If possible, I need a review of the following proof:
Let $(X, \mathcal{M}, \mu)$ be a measure space with $\mu$ being $\sigma$-finite. Let $w_1,w_2 : X \mapsto [0,+\infty]$ be two measurable functions such that $\int_{E} w_1 \, d \mu = \int_{E} w_2 \, d \mu$ for every $E \in \mathcal{M}$. Then it follows $w_1=w_2$ a.e in $X$.

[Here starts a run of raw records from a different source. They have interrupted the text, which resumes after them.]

PR #168, opened 2020-10-27
simd: vectorize compute_angular_offsets and atan2

aras-p:
For the SIMD `atan2` I went with the same approximation as already is in `astc::atan2`. There's a commented out code path with a more exact approximation, for now went for identical results as before.

Also, AVX2 now actually returns identical result (PSNR at least) compared to SSE2/SSE4.2

On 2048x2048 image, 6x6 block size, -medium, coding time:
- Mac (2018 MBP, Core i9 2.9GHz):
    - SSE2: 5.20s -> 5.05s
    - SSE4.2: 5.13s -> 4.49s
    - AVX2: 4.74s -> 4.28s
- Windows (AMD ThreadRipper 1950X, 3.4GHz, 16 threads):
    - SSE2: 2.89s -> 2.76s
    - SSE4.2: 2.52s -> 2.39s
    - AVX2: 2.59s -> 2.52s

PSNR unchanged

This would "logically conflict" with NEON (#167) since that one would be missing some of the ops I've added here (`abs`, division etc.). I can rebase and fixup that one onto this if needed.

### DIFF
--- a/Source/astcenc_vecmathlib.h
+++ b/Source/astcenc_vecmathlib.h
@@ -542,6 +542,10 @@ SIMD_INLINE void print(vint a)
 
 #ifdef ASTCENC_SIMD_ISA_SCALAR
 
+#include <algorithm>
+#include <math.h>
+#include <string.h>
+
 #define ASTCENC_SIMD_WIDTH 1
 
 struct vfloat
@@ -596,7 +600,7 @@ SIMD_INLINE vfloat min(vfloat a, vfloat b) { a.m = a.m < b.m ? a.m : b.m; return
 SIMD_INLINE vfloat max(vfloat a, vfloat b) { a.m = a.m > b.m ? a.m : b.m; return a; }
 SIMD_INLINE vfloat saturate(vfloat a) { return vfloat(std::min(std::max(a.m,0.0f), 1.0f)); }
 
-SIMD_INLINE vfloat abs(vfloat x) { return vfloat(std::abs(a.m)); }
+SIMD_INLINE vfloat abs(vfloat x) { return vfloat(std::abs(x.m)); }
 
 SIMD_INLINE vfloat round(vfloat v)
 {
--- a/Source/astcenc_vecmathlib.h
+++ b/Source/astcenc_vecmathlib.h
@@ -130,6 +130,7 @@ SIMD_INLINE vfloat loada(const float* p) { return vfloat(_mm256_load_ps(p)); }
 SIMD_INLINE vfloat operator+ (vfloat a, vfloat b) { a.m = _mm256_add_ps(a.m, b.m); return a; }
 SIMD_INLINE vfloat operator- (vfloat a, vfloat b) { a.m = _mm256_sub_ps(a.m, b.m); return a; }
 SIMD_INLINE vfloat operator* (vfloat a, vfloat b) { a.m = _mm256_mul_ps(a.m, b.m); return a; }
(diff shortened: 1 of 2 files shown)


Source/astcenc_vecmathlib.h
```diff
@@ -130,6 +130,7 @@ SIMD_INLINE vfloat loada(const float* p) { return vfloat(_mm256_load_ps(p)); }
 SIMD_INLINE vfloat operator+ (vfloat a, vfloat b) { a.m = _mm256_add_ps(a.m, b.m); return a; }
 SIMD_INLINE vfloat operator- (vfloat a, vfloat b) { a.m = _mm256_sub_ps(a.m, b.m); return a; }
 SIMD_INLINE vfloat operator* (vfloat a, vfloat b) { a.m = _mm256_mul_ps(a.m, b.m); return a; }
+SIMD_INLINE vfloat operator/ (vfloat a, vfloat b) { a.m = _mm256_div_ps(a.m, b.m); return a; }
```
solidpixel, line 133: Not one for this PR, but if we're happy with a fast approximation it might be worth trying rcp and mul here, as div is quite a lot slower (13 cycles on Haswell for div, vs 2.5 cycles for rcp + mul).

solidpixel: Alternatively, providing a fastdiv function so it can be used selectively.

Source/astcenc_weight_align.cpp
```diff
@@ -135,15 +135,11 @@ static void compute_angular_offsets(
...
-
-	for (int i = 0; i < max_angular_steps; i++)
-	{
-		anglesum_x[i] = 0;
-		anglesum_y[i] = 0;
-	}
-
+	alignas(ASTCENC_VECALIGN) float anglesum_x[ANGULAR_STEPS];
+	alignas(ASTCENC_VECALIGN) float anglesum_y[ANGULAR_STEPS];
+	memset(anglesum_x, 0, max_angular_steps*sizeof(anglesum_x[0]));
```
solidpixel, line 140: As these are both arrays of known size you can just do `sizeof(anglesum_x)`, etc.

Source/astcenc_weight_align.cpp
```diff
@@ -156,21 +152,25 @@ static void compute_angular_offsets(
 		const float *sinptr = sin_table[isample];
 		const float *cosptr = cos_table[isample];
 
-		for (int j = 0; j < max_angular_steps; j++)
+		vfloat sample_weightv(sample_weight);
+		for (int j = 0; j < max_angular_steps; j += ASTCENC_SIMD_WIDTH) // arrays are multiple of SIMD width (ANGULAR_STEPS), safe to overshoot max
```
solidpixel, line 156: Can we add a static_assert for the ANGULAR_STEPS being a multiple of SIMD_WIDTH.

Source/astcenc_vecmathlib.h
aras-p: Maybe as an option, but precision of rcp is different between Intel & AMD CPUs, and I'd rather avoid that. We have tweaked another texture compression (ISPC one) to avoid this for exact this reason.

solidpixel: Didn't know that one - that's a pain.

Source/astcenc_weight_align.cpp
aras-p: that would memset the whole array, whereas only max_angular_steps portion is needed

Source/astcenc_weight_align.cpp
aras-p: Done in 86c1dd8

Now, I can prove the statement if $w_1,w_2$ were only real valued and not extended real valued since it's equivalent to prove that $\int_{E} f \, d \mu = 0$ for every $E \in \mathcal{M} \Longleftrightarrow f=0 \ \ \text{a.e in} \ X$, where $f=w_1-w_2$. So consider the set $\{ w_1=w_2=+\infty \} \cup \{ w_1 < +\infty, w_2=+\infty \} \cup \{ w_1=+\infty, w_2 < +\infty \}$. On the first set, $w_1=w_2$ and we are done; wlog consider the third one and call it $A$. We have $\{ f > n \} \cap A \downarrow \{ f=+\infty \} \cap A = A$, on the other hand $\mu\{ f > n \} \le \frac{1}{n} \int_{A} f \, d \mu = 0$, thus $\mu(A)=0$. Is this proof correct? By the way, a doubt still remains: the statement is actually false if $\mu$ is not $\sigma$-finite, but where do we use the $\sigma$-finiteness throughout the proof (assuming, of course, that this proof is correct)?